Which lines of the data contain the string "still"? Show each of them.

——————

PR #522, opened 2016-05-18
gui/add_translation: fix strokes filtering

benoit-pierre:
On Linux, the engine output triggers transient focus out/in events which, coupled with the fact that enabling/disabling the strokes filter is done in another thread in parallel to the machine thread, make it really unreliable.

So instead of relying on focus out events, only use focus in events to track which field is focused.

Note: that with the previous code it was possible (with the add translation dialog open) to switch focus to another window and write normally. This is not supported anymore, as we don't know the strokes/translation field lost focus, and using `EVT_KILL_FOCUS` at the dialog/window level does not work (it's never triggered, on Linux or Windows).

Tested on Linux and with a Windows 10 VM.

### DIFF
--- a/plover/gui/add_translation.py
+++ b/plover/gui/add_translation.py
@@ -83,21 +83,14 @@ class AddTranslationDialog(wx.Dialog):
         
         # events
         button.Bind(wx.EVT_BUTTON, self.on_add_translation)
-        # The reason for the focus event here is to skip focus on tab traversal
-        # of the buttons. But it seems that on windows this prevents the button
-        # from being pressed. Leave this commented out until that problem is
-        # resolved.
-        #button.Bind(wx.EVT_SET_FOCUS, self.on_button_gained_focus)
         cancel.Bind(wx.EVT_BUTTON, self.on_close)
-        #cancel.Bind(wx.EVT_SET_FOCUS, self.on_button_gained_focus)
         self.strokes_text.Bind(wx.EVT_TEXT, self.on_strokes_change)
         self.translation_text.Bind(wx.EVT_TEXT, self.on_translation_change)
         self.strokes_text.Bind(wx.EVT_SET_FOCUS, self.on_strokes_gained_focus)
-        self.strokes_text.Bind(wx.EVT_KILL_FOCUS, self.on_strokes_lost_focus)
         self.strokes_text.Bind(wx.EVT_TEXT_ENTER, self.on_add_translation)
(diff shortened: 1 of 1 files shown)


morinted:
I always found this feature to be okay on Windows and OSX... Is it possible to leave it intact for those OS's if Linux is the issue here?

benoit-pierre:
I really don't want to have different code paths for Linux and Windows / OSX... So I took another look at this: please check if this work on OSX (and I would not mind another Windows environment test). Hopefully it works on OSX too, in which case I'll rewrite before merge.

morinted:
Works great on OSX, only issue I see is the console reporting the following when the window is exiting (whether triggered through the escape key or through clicking the close/cancel button:

```
  File "/Users/ted/git/plover/plover/gui/add_translation.py", line 143, in on_close
    self.Update()
  File "/usr/local/lib/wxPython-3.0.2.0/lib/python2.7/site-packages/wx-3.0-osx_cocoa/wx/_core.py", line 16711, in __getattr__
    raise PyDeadObjectError(self.attrStr % self._name)
wx._core.PyDeadObjectError: The C++ part of the AddTranslationDialog object has been deleted, attribute access no longer allowed.
```

benoit-pierre:
I don't think this is a regression, as this code was already present before. Really, calling `self.Update` after `self.Destroy` does not seem normal...

morinted:
Maybe we can safely remove the line?

morinted:
After removing it and exiting, it's now:

```
  File "/Users/ted/git/plover/plover/gui/add_translation.py", line 226, in on_activate
    elif self._win_id != focus:
  File "/usr/local/lib/wxPython-3.0.2.0/lib/python2.7/site-packages/wx-3.0-osx_cocoa/wx/_core.py", line 16711, in __getattr__
    raise PyDeadObjectError(self.attrStr % self._name)
wx._core.PyDeadObjectError: The C++ part of the AddTranslationDialog object has been deleted, attribute access no longer allowed.
```

benoit-pierre:
So you removed the `Update` call, and kept `Destroy`? Does it work if you add:
```python
self.Disconnect(-1, -1, wx.wxEVT_ACTIVATE)
```
at the start of `on_close`?

morinted:
Yep, that works.

benoit-pierre:
OK, please double check the commit I just pushed contains the same changes you tested, and I'll rewrite so we can merge.

morinted:
It still works 👍

benoit-pierre:
OK, ready for merge then!

PR #524, opened 2016-05-21
travis: fix possible OSX build failure

benoit-pierre:
Building pyobjc-framework-Cocoa fails if Cython is installed, see: https://github.com/pypa/setuptools/issues/488

This is fixed by upgrading setuptools to >=19.6.

### DIFF
--- a/.travis.yml
+++ b/.travis.yml
@@ -36,10 +36,12 @@ before_install:
       ;;
     esac &&
     ./setup.py write_requirements &&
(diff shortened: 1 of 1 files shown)


morinted:
Do you have a sample `.app` that I can try to verify it works?

benoit-pierre:
No, but note that after installing all the dependencies setuptools is downgraded back to 19.2, so the py2app generation should work as before.

PR #531, opened 2016-05-30
Disable App Nap on OSX

### LINKED ISSUE #189: slowdown in 2.5.8
Lindsey reports:

Hi there!

I use Plover with a Macbook pro, latest verson of OSX.  I use a Cybra using a serial to USB adapter using the TX Bolt protocol.   I haven't updated Plover in a long long time, so I thought I'd see what was up.  I saw that V 2.5.8 was up so I downloaded and installed.  Everything worked fine for about the first 10-20 strokes then everything s l o w e d way down.  Like stroke - wait 2 full seconds - it shows up on screen.  SLOW.

I fiddled with settings and whatnot, but nothing seemed to change it.  I would mess with something, it would be fine for about 2 minutes and then back to being very very slow.

I gave up and installed 2.5.7 instead, but I wanted to put this out there to put it on the radar.  I know that the update from 2.5.7 to 2.5.8 had something to do with the TX Bolt protocol, and for me at least, something went horribly wrong.  2.5.7 is completely fine for me, no slowdown issues at all so whatever happened between those two versions is the culprit.

Thanks!

morinted:
Fixes #189 #258 

App Nap slows down apps when they aren't in the foreground, which really messes up Plover's sleeps. With appnope, we tell the OS that we don't want to be slowed down, and in turn our sleeps no longer "get long" after not being the foreground application for a time.

The result is that the TX Bolt strokes are no longer "held back" and also the output code can use a regular sleep instead of the hacky busy loop.

### DIFF
--- a/plover/machine/txbolt.py
+++ b/plover/machine/txbolt.py
@@ -69,7 +69,7 @@ class TxBolt(plover.machine.base.SerialStenotypeBase):
         while not self.finished.isSet():
             # Grab data from the serial port, or wait for timeout if none available.
             raw = self.serial_port.read(max(1, self.serial_port.inWaiting()))
-            
+
             # XXX : work around for python 3.1 and python 2.6 differences
             if isinstance(raw, str):
                 raw = [ord(x) for x in raw]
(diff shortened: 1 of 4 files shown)


morinted:
I pulled in Stan's TX ending byte stroke change

PR #532, opened 2016-05-30
Fix osx/bootstrap.sh

jeremy-w:
### About
The bootstrap script was updated to gather requirements by running setup.py write_requirements. When I ran it to update dependencies following the addition of appnope, I found this didn't work due to several issues. This PR resolves those issues.

### Issues
None that I know of, but this might be what's broken the weeklies for OS X, which I believe @benoit-pierre mentioned as a new issue on Discord recently.

### Release Notes
None; this is a purely technical change to the dev & build process with no bearing on the operation of Plover itself.

### Tested Platforms
I tested it on OS X by running it to pull in the latest dependencies so I could run `sudo python setup.py launch` successfully again. This PR is platform-specific, so we should be good to go with having just tested on OS X.

### Other
I noticed that `python setup.py build` succeeded in spite of my not having appnope. This is worrisome, because it means we can unknowingly build a broken app.

### DIFF
--- a/osx/bootstrap.sh
+++ b/osx/bootstrap.sh
@@ -93,8 +93,9 @@ EOT
 
 
     echo "$0: installing required libraries using pip"
-    "$TOPDIR/setup.py" write_requirements &&
-    "$PIP" install -r "$TOPDIR/requirements.txt"
+    # Writes requirements to PWD, not setup.py's directory.
+    "$TOPDIR/setup.py" write_requirements \
+        && "$PIP" install -r requirements.txt
 }
 
 main
--- a/osx/bootstrap.sh
+++ b/osx/bootstrap.sh
@@ -9,7 +9,8 @@ EX_FAILURE_NO_CCTOOLS=1
 EX_FAILURE_NO_PYTHON=2
 EX_FAILURE_NO_WXPYTHON=3
 
-TOPDIR="$(dirname "$(readlink -e "$0")")"
+TOPDIR="$(dirname "$(realpath -e "$0")")"
+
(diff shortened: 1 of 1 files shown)


benoit-pierre:
I've got to ask, do we really need `bootstrap.sh`? Travis does not use it (since part of process is common to Linux), and we already list the (few) required instructions in `osx/README.md`. I think we could just tweak the readme a little, similarly to the ones for Linux and Windows. We should definitively mention the fact that setuptools must be downgraded for `make -C osx` to work. That would be one less set of instructions that can be out-of-date.

jeremy-w:
The aim of a bootstrap script is to replace manual readme runbook following with "just run this and you're good to go". If anything, I'd hope to have it handle whatever platform. But perhaps we can just pull the travis script out of the yaml and use that directly? Not using the bootstrap script in CI does seem kind of smelly.

What should we do about setup.py build not ensuring it actually has all the modules needed to build?
--
Jeremy W. Sherman
http://jeremywsherman.com/

morinted:
I like the idea of having a script that runs and installs everything like in Travis, but we'd want it to run interactively in case the user doesn't want to update their Python (or whatever)

Especially the manual downgrade is concerning, so I'd definitely be in favor of a script that can run with -u to be unattended, like the Windows helper.

A document describing the gotchas of the script *may* be useful.

morinted:
I'm going to close this for now. Something still needs to be done, though, as bootstrap.sh is not functional. Maybe it should retired, maybe we should adjust Travis to use it. More PRs and discussion welcome.

Issue #533, opened 2016-05-31
fix keyboard layout handling on OSX


benoit-pierre:
It seems that some layouts are not correctly handled, e.g. Qwertz when using accented letters like "à". We should:
- [x] check if dead keys are correctly detected
- [x] change its `__main__` code to dump the resulting layout detection on stdout to make it easier to debug such issues
- [x] rename `oslayer/mac_keycode.py` to `oslayer/osxkeyboardlayout.py` for consistency
- [x] handle OSX layout changes
- [x] `key_combo.CHAR_TO_KEYNAME` must be used in `oslayer/osxkeyboardcontrol`, `LITERALS` should be removed (not used anymore)

morinted:
> "*U/TKREUT/KAOUT": "{>}{&ú}" just leaves the accent. á and à work as expected.

morinted:
The Qwertz issue came from the fact that Qwertz maps

PR #534, opened 2016-05-31
Improve OSX `send_key_combination`

benoit-pierre:
Use `key_combo.KEYNAME_TO_CHAR`. This address the last point of #533.

Note: untested!

### DIFF
--- a/plover/oslayer/osxkeyboardcontrol.py
+++ b/plover/oslayer/osxkeyboardcontrol.py
@@ -44,7 +44,7 @@ from time import sleep
 import collections
 
 from plover.oslayer import mac_keycode
-from plover.key_combo import add_modifiers_aliases, parse_key_combo
+from plover.key_combo import add_modifiers_aliases, parse_key_combo, KEYNAME_TO_CHAR
 import plover.log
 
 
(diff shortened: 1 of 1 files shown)


Achim63:
It doesn't help my cause, unfortunately. I still cannot use e.g. #bracketleft, #bracketright, #braceleft and #braceright, which used to work fine, now they just put out 8, 9, 5 and 6 (the key combination to get the right sign would be alt+8, alt+9 etc.).

morinted:
It was a decision that we made that the "symbol" keys correspond to their base keys from now on.

So the behavior you described is correct…the correct combo would be {#alt(bracketleft)} or {#option(bracketleft)}. This is to prevent ambiguity when you nest these sorts of keys inside modifiers. If you are just trying to send bracket left, you can use the Unicode symbols instead of combos, since they are well supported now.

The symbol names were useful when we didn't have full Unicode support…but now it's available cross all platforms. The key combo keynames are only used now to identify physical keys on the keyboard.

Achim63:
{#alt(bracketleft)} doesn't make sense to me. And I'm really pissed that I'd have to go through my entire dictionary to search for this kind of stuff and change the entries. Guess I'm back to 3.0.0 for now.

morinted:
Why not define your entries as strings like `"{^}[{^}"` or `"{#alt(8)}"`?

Achim63:
"{{^}"  or "{^}}" don't work. No output at all.

morinted:
You'd need to escape the brace: `{\{^}` if you are adding until the add translation dialogue, or `{\\{^}` if editing by hand.

Achim63:
The only reference people have is here: https://sites.google.com/site/ploverdoc/appendix-the-dictionary-format - and that wont work any more.

morinted:
That can be updated → it's already incomplete by a long shot.

Achim63:
"{#alt(8)}" is no good as well – as soon as I switch input source to e.g. US, it wont work any more. I'd expect the dictionaries to have the same output no matter what my qwerty/z keyboard is set to. As mentioned before, mac_keyboard.py does give the right keycodes, no matter which language I picked in system preferences.

morinted:
So what should `{#Shift(braceleft)}` do on each layout? Either way key
combos are not 100% portable. The strings are meant to be "{^}\\{{^}"

benoit-pierre:
The goal of combos is to simulate shortcuts, by simulating a series of key press/release events, so depending on the layout, the keys change (and some are not available). If you want to send a specific character, you should use the normal text output: it's here for that, it's portable (it will automatically map the character if not available on Linux, send Unicode in Windows,...). As already stated, if you're particular issue is that a character does not work (like "à"), then it's a bug with the way we handle the Keyboard layout on Mac, and we need to fix that so you don't have to use a hack (a key combo) instead.

PR #536, opened 2016-06-01
formatting: check an action word too when handling replace

### LINKED ISSUE #535: Currency forming with a decimal fails to erase previous output
Classification: Bug

Reproducibility: Always

## Summary

Currency formatting a number with a decimal fails by not erasing the previous output.

## Steps to Reproduce

1. Write `1.2` **using number bar** (handles a definition set to "1.2" properly…)
2. Use `{*($c)}`

## Expected Results

3. Output is `$1.20`

## Actual Results

3. `1.2$1.20`

## Version

Plover a90528e2fcf7bf2625ab39916bd8d9328fd34922 and above, @benoit-pierre perhaps you could investigate this particular case?

```
a90528e2fcf7bf2625ab39916bd8d9328fd34922 is the first bad commit
commit a90528e2fcf7bf2625ab39916bd8d9328fd34922
Author: Benoit Pierre <benoit.pierre@gmail.com>
Date:   Sat Apr 23 18:34:48 2016 +0200

    Rework handling of actions 'replace', fix 476 (#481)

    * formatting: rework handling of actions 'replace'

    Don't honor 'replace' if it does not match at the end of the previous
    text.
```

benoit-pierre:
Fix #535.

Use case: when `{*($c)}` is used after stroking `1.2` (with 3 separate strokes), the formatter will try to undo 1 action only with `text` set to `2` and `word` set to `1.2`, with one action replacing `1.2` by `$1.20`. So we need to take `action.word` into account when rendering the initial (previous) text.

### DIFF
--- a/plover/formatting.py
+++ b/plover/formatting.py
@@ -158,7 +158,11 @@ class OutputHelper(object):
         for a in action_list:
             if a.replace and text.endswith(a.replace):
                 text = text[:-len(a.replace)]
-            if a.text:
+            # With numbers, it's possible to have a.text='2' with a.word='1.2'
+            # folowing by an action that replaces '1.2' by '$1.20'...
+            if len(a.word) > len(a.text) and a.word.endswith(text):
+                text = a.word
+            else:
                 text += a.text
         return text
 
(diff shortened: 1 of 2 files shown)


morinted:
I love the blackbox test!

PR #537, opened 2016-06-04
Prevent crash on OSX caused by freeing up resources too quickly

morinted:
Refactor the code to read a little simpler, putting the cleanup code after the loop stops instead of in the cancel method.

### DIFF
--- a/plover/oslayer/osxkeyboardcontrol.py
+++ b/plover/oslayer/osxkeyboardcontrol.py
@@ -3,7 +3,7 @@ from Quartz import (
     CFMachPortCreateRunLoopSource,
     CFMachPortInvalidate,
     CFRunLoopAddSource,
-    CFRunLoopRemoveSource,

——————

- Output below
It still works 👍
I'm going to close this for now. Something still needs to be done, though, as bootstrap.sh is not functional. Maybe it should retired, maybe we should adjust Travis to use it. More PRs and discussion welcome.
It doesn't help my cause, unfortunately. I still cannot use e.g. #bracketleft, #bracketright, #braceleft and #braceright, which used to work fine, now they just put out 8, 9, 5 and 6 (the key combination to get the right sign would be alt+8, alt+9 etc.).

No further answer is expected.